Em 1976, o Museu Nacional de Belas Artes do Rio de Janeiro realizou uma grande exposição em torno da obra da artista, considerada hoje um dos pilares do modernismo brasileiro tardio. E é no acervo deste museu que se encontra boa parte do trabalho dela, doado por seu viúvo José Shaw da Motta e Silva.
“A trajetória de Djanira começou mais tarde, com muita determinação e esforço. Nenhum artista brasileiro retratou com tamanha atenção a luta pelo sustento das camadas mais desfavorecidas, através do trabalho cotidiano. A origem humilde deu-lhe sensibilidade aguda para captar essas epopeias anônimas. A economia de sua linguagem, o uso de poucos planos concisos e as cores vibrantes cuidadosamente escolhidas apontam para uma sofisticação esperada numa artista de seu tempo. Não à toa, alguns neoconcretos chegaram a buscar uma aproximação com a sua obra”, observa Lauro Cavalcanti, diretor da Casa Roberto Marinho.

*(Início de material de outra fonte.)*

PR #445, opened 2020-12-17
chore: remove schema reducer in favor of the query cache

### LINKED ISSUE #317: Remove schema reducer
currently the metric selector queries the db, transforms the results, and drops that transformation into a reducer. we should lean in on the query cache handling these kinds of things instead of redux so that we can leverage the mutex queuing on page.

since the query cache only deals with flux results, we will need to move that transformation piece to the other side of the state management to look more like a selector, where the required data format is transformed by the view layer before being used, as opposed to the current implementation that does the transformation before setting it into redux to double dip on the action and use redux as a memoization layer for that transformation

this also removes any source of truth for the query's loading state, so we should use this as an opportunity to add that to the query caching layer instead of keeping it in a context / reducer / view layer state

Asalem1:
Closes #317 

This PR removes the schema reducer and leans into the queryCache as a means of consolidating some of our existing caches. This is part of an ongoing process to lean more heavily upon existing infrastructure and consolidate repetitively functionality. In doing so, a few updates were made to the queryCache, like adding the `status` (RemoteDataState) and `error` state. Although these aren't currently used in the implementation, they will be an important piece to lean up when consolidating and expanding the usage of the queryCache.


src/flows/components/panel/Results.tsx
```diff
@@ -29,7 +29,8 @@ const Results: FC = () => {
   const resultsExist =
     !!results && !!results.raw && !!results.parsed.table.length
 
-  const rows = useMemo(() => results.raw.split('\n'), [results.raw])
+  const rows = useMemo(() => results?.raw?.split('\n') ?? '', [results?.raw])
```
Asalem1, line 32: added this in since running an empty query was crashing the app

src/flows/context/query.tsx
```diff
@@ -41,44 +42,6 @@ export const QueryContext = React.createContext<QueryContextType>(
 
 const PREVIOUS_REGEXP = /__PREVIOUS_RESULT__/g
 
-const findOrgID = (text, buckets) => {
```
Asalem1, line 44: moved this to a central locale to be used for the metric selector as well

src/flows/context/schemaProvider.tsx
```diff
@@ -69,22 +130,41 @@ export const SchemaProvider: FC<Props> = React.memo(({children}) => {
...
+    const orgID = findOrgID(query, [data.bucket])
+    const result = getCachedResultsOrRunQuery(orgID, query, [])
+    result.promise
+      .then((res: RunQueryResult) => {
+        const schemaForBucket = csvToSchema(res)
+        setSchema(schemaForBucket)
+        setLoading(RemoteDataState.Done)
+      })
+      .catch((error: RunQueryResult) => {
+        console.error('error: ', error)
```
Asalem1, line 156: wasn't quite sure what to do if there was an error here

src/shared/apis/queryCache.ts
```diff
@@ -44,8 +54,22 @@ export const hashCode = (rawText: string): string => {
...
 
+type CacheValue = {
+  dateSet: number
+  hashedVariables: string
+  isCustomTime: boolean
+  mutex: ReturnType<typeof RunQueryPromiseMutex>
+  status: RemoteDataState
+  error?: string
+  values?: RunQuerySuccessResult | null
+}
```
Asalem1, line 65: As mentioned in the PR comments, I added `status` and `error` here in anticipation of future work. Both are being set in this PR but have no ramifications on the view layer

src/shared/apis/queryCache.ts
```diff
@@ -155,11 +191,10 @@ const hasWindowVars = (variables: VariableAssignment[]): boolean =>
 export const getCachedResultsOrRunQuery = (
   orgID: string,
   query: string,
-  state: AppState
+  usedVars: Variable[]
 ): CancelBox<RunQueryResult> => {
   const queryID = `${hashCode(query)}`
   event('Starting Query Cache Process ', {context: 'queryCache', queryID})
-  const usedVars = filterUnusedVarsBasedOnQuery(getAllVariables(state), [query])
```
Asalem1, line 162: made this a parent concern to make the function more isolated

src/shared/apis/queryCache.ts
```diff
@@ -192,21 +227,30 @@ export const getCachedResultsOrRunQuery = (
...
+      // TODO(ariel): handle custom time range
+      // if the timeRange is non-relative (i.e. a custom timeRange or the query text has a set time range)
+      // we will need to pass an additional parameter to ensure that the cached data is treated differently
+      // set the resolved promise results in the cache
+      queryCache.setCacheByID(queryID, hashedVariables, res)
+      // non-variable start / stop should
+      return res
+    })
+    .catch((error: RunQueryErrorResult | RunQueryLimitResult) => {
+      queryCache.setCacheByID(queryID, hashedVariables, error)
```
Asalem1, line 241: added in that we're setting the error

src/shared/utils/flowSchemaNormalizer.ts
```diff
@@ -65,6 +65,13 @@ export const normalizeSchema = (
   data: PipeData,
   searchTerm: string
 ): NormalizedSchema => {
+  if (!schema) {
```
Asalem1, line 68: We shouldn't ever hit this, but if for some reason the schema is undefined, the page shouldn't crash

src/timeMachine/actions/queries.ts
```diff
@@ -299,7 +299,10 @@ export const executeQueries = (abortController?: AbortController) => async (
       if (isCurrentPageDashboard(state)) {
         // reset any existing matching query in the cache
         resetQueryCacheByQuery(text)
-        const result = getCachedResultsOrRunQuery(orgID, text, state)
+        const usedVars = filterUnusedVarsBasedOnQuery(getAllVariables(state), [
```
drdelambre, line 302: seems like this needs to go inside of `getCachedResultsOrRunQuery` if you're making copy pasta with it. the interface being `nameThingsBetter(orgID, text, getAllVariables(state))` and having the function filter out any of those variables not referenced in the query before making the hash

src/shared/apis/queryCache.ts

A organização geométrica das figuras, o arranjo dos quadros como colagens, por zonas de cor, e o preenchimento de todo espaço com algum elemento são aspectos ressaltados em pinturas como Parque de Diversões (1944) e Vendedora de Flores (1947), que integram Djanira: a memória de seu povo, uma oportunidade de relacionar a obra da artista ao melhor da arte moderna brasileira. Da coleção Roberto Marinho, serão exibidas as telas Casa de Farinha (1956), Mercado da Bahia (1959) e Serradores (1959), que abordam a recorrente do temática do trabalho.
“A geometria em Djanira nunca foi forma pura e livre de relações figurativas, sempre esteve associada a algum aspecto da vida humana, ou a algum elemento da classe trabalhadora que a cercava”, pontua a curadora assistente Isabella Rjeille.
Por fim, Lauro Cavalcanti ressalta que a pintura moderna brasileira é um território pouco explorado pelas novas gerações: “Djanira possui um valor quase oculto nas últimas décadas. Um dos encantos de uma exposição é tornar presente, sem intermediações, obras criadas há longos anos. Íntegras e atemporais, as telas chegam novas aos olhos de hoje”, conclui.